> _What is being asked_: After locating the line with "(diff shortened: 1 of 6 files shown)" in the data that follows, return it and every later line exactly, up to and including the line with "portante: This timeout".

(Collected data entries)
>>>

PR #1632, opened 2023-01-24
api: Expose UCAN id

### LINKED ISSUE #364: Create DID API in Livepeer Studio
Add new endpoint here: https://github.com/livepeer/studio/tree/master/packages/api/src/controllers

The output format as specified in the Tech Design Doc.

red-0ne:

Add `/api/did` endpoint to expose Livepeer's DID key got from UCAN_DID` env variable

Fixes https://github.com/livepeer/catalyst/issues/364

### DIFF
--- a/packages/api/src/controllers/did.js
+++ b/packages/api/src/controllers/did.js
@@ -2,8 +2,14 @@ import Router from "express/lib/router";
 
 const app = Router();
 
-app.get("/", (_, res) => {
-  res.json({ did: process.env.UCAN_DID || "" });
+app.get("/", (req, res) => {
+  const did = req.config.did;
+  if (did) {
+    res.json({ did });
+  } else {
+    res.status(501);
+    res.json({ errors: ["DID key not configured"] });
+  }
 });
 
 export default app;
--- a/packages/api/src/controllers/did.js
+++ b/packages/api/src/controllers/did.js
@@ -1,0 +1,9 @@
+import Router from "express/lib/router";
+
+const app = Router();
+
+app.get("/", (_, res) => {
+  res.json({ did: process.env.UCAN_DID || "" });
+});
+
+export default app;
--- a/packages/api/src/controllers/index.ts
+++ b/packages/api/src/controllers/index.ts
@@ -22,6 +22,7 @@ import region from "./region";
 import session from "./session";
 import cdnData from "./cdn-data";
 import playback from "./playback";
+import did from "./did";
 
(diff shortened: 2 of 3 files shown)


packages/api/src/controllers/did.js
```diff
@@ -0,0 +1,9 @@
+import Router from "express/lib/router";
+
+const app = Router();
+
+app.get("/", (_, res) => {
+  res.json({ did: process.env.UCAN_DID || "" });
```
leszko: 1. I think the env variable name is not correct. In your PR https://github.com/livepeer/livepeer-infra/pull/1163, you defined it as `LP_API_DID`, here you use `UCAN_DID`. Could you double-check?

Also, please check how the environment variables are resolved in Livepeer Studio. I see that the `LP_API_` prefix is parsed somehow as flags, so please check if we should pass it somehow via flags to be consistent with other env variables.

2. I think that if the variable is not defined we should not return an empty string, but rather the specific HTTP Error code, I think `501` in this case.

3. I'd consider some simple validation if the env variable is in the correct format `did:key:...`.

leszko (changes requested):
Thanks for the PR @red-0ne 

Added a few comments. PTAL. Saying that, I checked and it works fine 😃

packages/api/src/controllers/did.js
victorges: You should actually read that env from the parsed `req.config.ucanDid` instead! With the corresponding flag declaration in `parse-cli.ts` file. Those can also come from env vars (if you're curious check yargs usage), and in fact all of them do in our production deployments. Envs are also transformed from LP_API_SNAKE_CASE to lowerCamel

packages/api/src/store/experiment-table.ts
```diff
@@ -7,8 +7,12 @@ import Table from "./table";
 import { WithID } from "./types";
 
 export async function isExperimentSubject(experiment: string, userId: string) {
-  const { audienceUserIds } = await db.experiment.getByNameOrId(experiment);
-  return audienceUserIds?.includes(userId) ?? false;
+  try {
```
leszko: Is this change related to your PR?

leszko (approved):
Added one comment. Other than that, LGTM 👍

packages/api/src/store/experiment-table.ts
red-0ne: It came from a rebase from master.

PR #1041, opened 2016-05-18
Output Module TCL

fcr--:
An output module that calls a TCL procedure for each message.  This module can be used as an alternative to omshell/ompipe when fast output with custom processing or ad-hoc integration is needed.

### DIFF
--- a/Makefile.am
+++ b/Makefile.am
@@ -253,6 +253,11 @@ if ENABLE_OMAMQP1
 SUBDIRS += contrib/omamqp1
 endif
 
+# omtcl
+if ENABLE_OMTCL
+SUBDIRS += contrib/omtcl
+endif
+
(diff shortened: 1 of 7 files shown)


rgerhards:
Thanks for the contribution. It would be great if you would also add some doc at https://github.com/rsyslog/rsyslog-doc so that users will become aware the module exists.

rgerhards:
@rgerhards TODO: add module to CI, if possible

rgerhards:
@fcr-- I have begun to work on merging, unforutnately the Travis fails, as it looks due to some missing files:

https://travis-ci.org/rgerhards/rsyslog/jobs/134210718

rgerhards:
now trying to merge via #1168, will give up if that does not work out.

PR #1042, opened 2016-05-18
refactoring of stringbuf.c

rgerhards:
includes PR https://github.com/rsyslog/rsyslog/pull/1029 to show the original cause is fixed. Replaces #1026.

### DIFF
--- a/runtime/stringbuf.c
+++ b/runtime/stringbuf.c
@@ -8,7 +8,7 @@
  * begun 2005-09-07 rgerhards
  * did some optimization (read: bugs!) rgerhards, 2009-06-16
  *
- * Copyright (C) 2007-2012 Adiscon GmbH
+ * Copyright (C) 2007-2016 Adiscon GmbH
  *
  * This file is part of the rsyslog runtime library.
  *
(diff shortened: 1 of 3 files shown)


mhyllander:
I tried this patch in my test environment and it works fine! Thanks for the quick work!

runtime/stringbuf.c
```diff
@@ -383,40 +382,15 @@ rsRetVal rsCStrSetSzStr(cstr_t *pThis, uchar *pszNew)
...
 uchar*  rsCStrGetSzStrNoNULL(cstr_t *pThis)
 {
-	size_t i;
-
 	rsCHECKVALIDOBJECT(pThis, OIDrsCStr);
 
 	if(pThis->pBuf == NULL)
 		return (uchar*) "";
 
 	if(pThis->pBuf != NULL)
```
mhyllander: I guess this check `!= NULL` is not needed...

rgerhards: thx, indeed this is not necessary :-) Will ammend the commit.

side-note: if I have time the next two days, I'll see that I do some more refactoring, there is sufficient potential ;)

Issue #89, opened 2014-06-13
omelasticsearch : usehttps with self-signed certificate


Xat59:
Hi team,

related to my comments in this closed issue : https://github.com/rsyslog/rsyslog/pull/44 , I have to use the omelasticsearch with usehttps="on" with a self-signed certificate.

I'm able to push datas in command line using curl with --insecure option.

Would it be possible to add this feature in omelasticsearch please ?

Thanks a lot !
Regards.

rgerhards:
Better (very) late than never... I finally added the ```allowUnsignedCerts="true"``` option. If there is still interest, please test and let me know the outcome. Otherwise, I'll merge as experimental and wait for others to report. Thanks!

Xat59:
Thank a lot team . I will use it really soon :)

rgerhards:
I merge the PR because of the new release (and as I have not heard anything bad so far).

@Xat59 if you get results (either good or bad), please still post them! :-)

PR #1050, opened 2016-05-24
omelasticsearch: add option to permit unsigned certs (experimentally)

rgerhards:
This adds plumbing as suggested by Joerg Heinemann and Radu Gheorghe,
but is otherwise untested. Chances are good it works. If you use it,
please let us know your experience and most importantly any bug
reports you may have.

closes https://github.com/rsyslog/rsyslog/issues/89


rgerhards:
Note: we need to **add doc** when we merge. But let's wait a day or two for feedback on #89

Issue #1054, opened 2016-05-27
Async output file writing does not respect flushInterval


rgerhards:
When async writing is enabled, parameter ```flushInterval``` is not properly honored.

see also: http://kb.monitorware.com/post26545.html

PR #1055, opened 2016-05-27
fix omfile async writing flush functionality

rgerhards:
see also https://github.com/rsyslog/rsyslog/issues/1054

### DIFF
--- a/runtime/stream.c
+++ b/runtime/stream.c
@@ -1309,8 +1309,8 @@ asyncWriterThread(void *pPtr)
 				continue;
 			}
 			bTimedOut = 0;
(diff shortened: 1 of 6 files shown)


runtime/stream.c
```diff
@@ -1293,6 +1312,9 @@ asyncWriterThread(void *pPtr)
 			timeoutComp(&t, pThis->iFlushInterval * 1000); /* *1000 millisconds */
```
portante: This timeout computation could be moved under the `if` below, right?

rgerhards: good catch! Will change with next commit.

Issue #727, opened 2016-01-11
If the redis server is unavailble module omhiredis failed with Segmentation fault


missnebun:
#my test config

module(load="imtcp") 
module(load="imudp")
module(load="omhiredis")

input(type="imudp" port="514" ruleset="remote")
input(type="imtcp" port="514" ruleset="remote")

ruleset(name="remote"
    queue.type="FixedArray"        # we'll have a fixed memory queue for this ruleset
    queue.spoolDirectory="/var/spool/rsyslog" #Spool directory
    queue.filename="remote-input"
    queue.maxdiskspace="10m"
    queue.maxfilesize="5m"
    queue.highwatermark="800" #Start spilling to disk at this size
    queue.lowwatermark="400"   #stop spilling when it gets back to this size
    queue.size="120" # capacity of the queue
    queue.saveonshutdown="on"
    queue.workerthreads="1"
    queue.dequeuebatchsize="100"
    )
  {
    action(
      type="omhiredis"
      name="redis2050-fwd"
      server="10.250.24.205"
      mode="queue"         
      key="rsyslog_logstash"
      )
    action(
      type="omhiredis"
      name="redis2093-fwd"
      server="10.250.24.71"
      mode="queue"
      key="rsyslog_logstash"
	  action.execOnlyWhenPreviousIsSuspended="on"
      )
  }

  
  
  
  2732.137948661:imtcp.c        : epoll returned 1 entries
2732.137981398:imtcp.c        : epoll push ppusr[0]: 0x7f25a06fee90
2732.137996289:imtcp.c        : tcpsrv: ready to process 1 event entries
2732.138007097:imtcp.c        : tcpsrv: processing item 0, pUsr 0x7f25a06fee90, bAbortConn
2732.138097541:imtcp.c        : New connect on NSD 0x7f25a06ff120.
2732.138143215:imtcp.c        : dnscache: entry (nil) found
2732.141204500:imtcp.c        : adding nsdpoll entry 0/0x7f258c003550, sock 12
2732.141232063:imtcp.c        : New session created with NSD 0x7f258c003550.
2732.141243401:imtcp.c        : doing epoll_wait for max 128 events
2732.141255427:imtcp.c        : epoll returned 1 entries
2732.141264062:imtcp.c        : epoll push ppusr[0]: 0x7f258c003550
2732.141273041:imtcp.c        : tcpsrv: ready to process 1 event entries
[...]

PR #1062, opened 2016-06-10
Simplest fix for the omhiredis segfault

bobthemighty:
This is a brutally simple fix for the omhiredis segfault - if we receive an error from the redis context, we don't try to free the reply object. See https://github.com/redis/hiredis/issues/122 for more info.

I'd like to do a deeper reworking of the module, though, and try to reduce the number of network roundtrips. Comments suggest that the original author had this in mind.

I'm slightly confused by the use of the transaction handlers. Is there a good example of a transactional, batching output module that I can use for inspiration? In particular, what ought I to do if endTransaction fails? How many times should I expect a retry?

Is there a way to introduce a randomised backoff rather than immediately retrying the redis connection?

### DIFF
--- a/contrib/omhiredis/omhiredis.c
+++ b/contrib/omhiredis/omhiredis.c
@@ -232,12 +232,18 @@ ENDdoAction
 BEGINendTransaction
 CODESTARTendTransaction
 	dbgprintf("omhiredis: endTransaction called\n");
+    redisReply* reply;
 	int i;
 	pWrkrData->replies = malloc ( sizeof ( redisReply* ) * pWrkrData->count );
 	for ( i = 0; i < pWrkrData->count; i++ ) {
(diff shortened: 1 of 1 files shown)


bobthemighty:
Specifically, *this* segfault: https://github.com/rsyslog/rsyslog/issues/727

pemontto:
I tested this by pushing some logs to Redis, stopping Redis then pushing more logs.

This will prevent a segfault for sure, but it loses logs pushed while Redis is down and doesn't seem to reconnect or send logs after Redis has been started again.

bobthemighty:
Thanks for the feedback, @pemontto - the initial pull was more or less a proof-of-concept. I'd like to do a deeper reworking of the omhiredis module, but I've got some conceptual things I need to clear up first.

I'll close this PR and see if I can build something more robust.

PR #1064, opened 2016-06-11
omamqp1: bugfix - supply port number to message bus address

kgiusti:
Fixes a bug that will prevent connecting to the message bus if a port number other than 5672 is in use.


portante:
Seems like a good fix.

<<<

> _Task solution_:
(diff shortened: 1 of 6 files shown)


runtime/stream.c
```diff
@@ -1293,6 +1312,9 @@ asyncWriterThread(void *pPtr)
 			timeoutComp(&t, pThis->iFlushInterval * 1000); /* *1000 millisconds */
```
portante: This timeout computation could be moved under the `if` below, right?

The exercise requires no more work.